Repair Your Credit by Using Your Mortgage

A Credit Article Contributed by Brandie King

Did you know that you can repair your credit by using your mortgage? You might be surprised to learn that you can. Before you dive into this there are some terms that you need to understand. This article will help you to understand the different terms that you will see and hear when using your mortgage to repair your credit.

Mortgage Credit Repair: Debt Consolidation

One of the most important things that you need to understand is that using your mortgage to repair your credit is a form of debt consolidation. Debt consolidation is the process of combining all of your debts into a single loan account. That single loan account will allow you to have one payment each month instead of a bunch of separate payments for all of your creditors.

Mortgage Credit Repair: Equity

Equity is the financial interest you have in a property. It is determined by what the difference is between the fair market value of the property and the amount that is still owed on its mortgage. The equity in a home will increase as the property grows in value and the mortgage is paid down.

The first step in finding out how much equity you have built up in your home is to have a professional appraiser come an evaluate your home and tell you how much it is worth. >From there it is easy to figure out how much equity you have. Just subtract the amount you still owe from the appraised value. The resulting figure is the amount of equity you have. Example: $200, 000 (appraised value) - $150,000 (what you still owe on mortgage) = $50,000 (the amount of equity you have)

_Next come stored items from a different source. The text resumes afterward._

Issue #7763, opened 2024-09-14
RxJava on JDK 21's virtual threads


abersnaze:
I'm exploring implementing a new branch of RxJava, where the internals are rewritten to leverage JDK 21's virtual threads. I hope this will significantly simplify Rx's internal implementation and debuggability while maintaining the same interface as 3.x.

This issue is to discuss the idea positively to address architectural problems with compatibility and performance.

I haven't yet set a time frame for when or if this will be completed. I will only submit this with the community's approval. If a community of developers likes this idea and runs with it faster than I keep up, I'm also okay with stepping aside.

@akarnokd et al., Before we discuss the merits or implementation of the idea, are there any additional ground rules for this discussion?

akarnokd:
> are there any additional ground rules for this discussion?

None I can think of right now.

cj-marius-duna:
Out of context: All I hope for this library is to die

josephtarbit:
What would you envision reactive programming's new role to be with the introduction of virtual threads? I can imagine virtual threads and structured concurrency would replace most non-stream based reactive usage (e.g. `Single` and `Mono`); but for streams of data I suppose reactive streams are still useful, albeit processing of individual stream elements could again be offloaded to virtual threads and structured concurrency.

abersnaze:
Much of the internals are devoted to non-blocking pressure. I was specifically thinking about the [drainLoop](https://github.com/ReactiveX/RxJava/blob/3.x/src/main/java/io/reactivex/rxjava3/internal/operators/observable/ObservableFlatMap.java#L313)

I think the debugging stack traces and internals would be much simpler virtual blocking queue were used.

abersnaze:
I've been using claude to take on such a large task. Generated this plan

# RxJava 4: Virtual Thread Architecture Design

## Overview

RxJava 4 is a virtual-thread-first reactive library. It keeps the composable reactive API that makes RxJava powerful but replaces the thread-pool-based execution model with Java virtual threads. Same expressive operator chains, dramatically simpler mental model for concurrency.

### Motivations

- **Relevance** — Virtual threads change the landscape. RxJava must embrace them or become a legacy choice.
- **Simplicity** — Users shouldn't need to choose between `io()`, `computation()`, `newThread()`, and `single()` for most work.
- **Performance** — Virtual threads eliminate the thread-pool sizing game for I/O-bound workloads.

### Java Target

[...]

PR #8014, opened 2026-03-18
4.x: Add virtualCreate and virtualTransform to Flowable

akarnokd:
:information_source: You need the special operators below to make RxJava's non-blocking backpressure into virtually blocked backpressure.

### create

Creates a `Flowable` from a generator callback, that can emit via `VirtualEmitter`, run on an `ExecutorService` provided by the user and
is suspended automatically upon backpressure. The callback is executed inside the virtual thread thus you can call the usual blocking APIs and get suspensions the same way.

The created `Flowable` will complete once the callback returns normally or with an error if the callback throws an exception.

```java
try (var scope = Executors.newVirtualThreadPerTaskExecutor()) {
    Flowable.virtualCreate(emitter -> {
        for (int i = 1; i <= 5; i++) {
             emitter.emit(1);
        }
    }, scope)
    .test()
    .assertResult(1, 2, 3, 4, 5);
}
```

### transform

Transforms each upstream value via a callback that can emit zero or more values for each of those upstream values, run on an `ExecutorService` provided by the user and is suspended automatically upon backpressure. The callback is executed inside the virtual thread thus you can call the usual blocking APIs and get suspensions the same way.

```java
try (var scope = Executors.newVirtualThreadPerTaskExecutor()) {
    Flowable.range(1, 5)
    .virtualTransform((value, emitter) -> {
        emitter.emit(value);
        emitter.emit(value + 1);
    }, scope)
    .test()
    .assertResult(1, 2, 2, 3, 3, 4, 4, 5, 5, 6);
}
```

### blockingXXX

RxJava uses `java.util.concurrent` locks and `CountDownLatches` via its `blockingXXX` which will automatically work within a virtual thread. Therefore, there is no need for a separate interop operator. Just block.

```java
try (var scope = Executors.newVirtualThreadPerTaskExecutor()) {
    scope.submit(() -> {
        var v = Flowable.just(1)
        .delay(1, TimeUnit.SECONDS)
        .blockingLast();
        System.out.println(v);
    });
}
```


akarnokd:
Related: #7763

The scheduler upgrade / rewamp will happen in a separate PR.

Mortgage Credit Repair: Home Equity Loan

When you use your mortgage to repair your credit you are taking out a home equity loan. A home equity loan is also known as a home equity line of credit or a second mortgage. This is a loan where you refinance your house and then use the equity you've built up in your house to pay off your other debts. Sometimes the home equity interest can be used as an itemized deduction.

Mortgage Credit Repair: Additional Information You Need to Know

Here are some words of warning for you. Taking out a home equity loan to pay off your credit card debts refreshes the balances on the credit cards that are paid off. Do not use this as an excuse to charge more stuff on your credit cards. You will end up right back in the same boat that caused you to need the home equity loan in the first place. For this to have maximum benefit to you, you will absolutely have to change your spending habits.

Make sure to keep in mind that you are basically using your house as collateral when you get a home equity loan. That means that if you do not make your payments on the home equity loan you will lose your house, so be sure the make the payments on time for your home equity loan.

Something else that you need to understand is that taking out a home equity loan and using it to pay off your debts will not make those debts disappear. It just lumps all of the payments into one single monthly payment.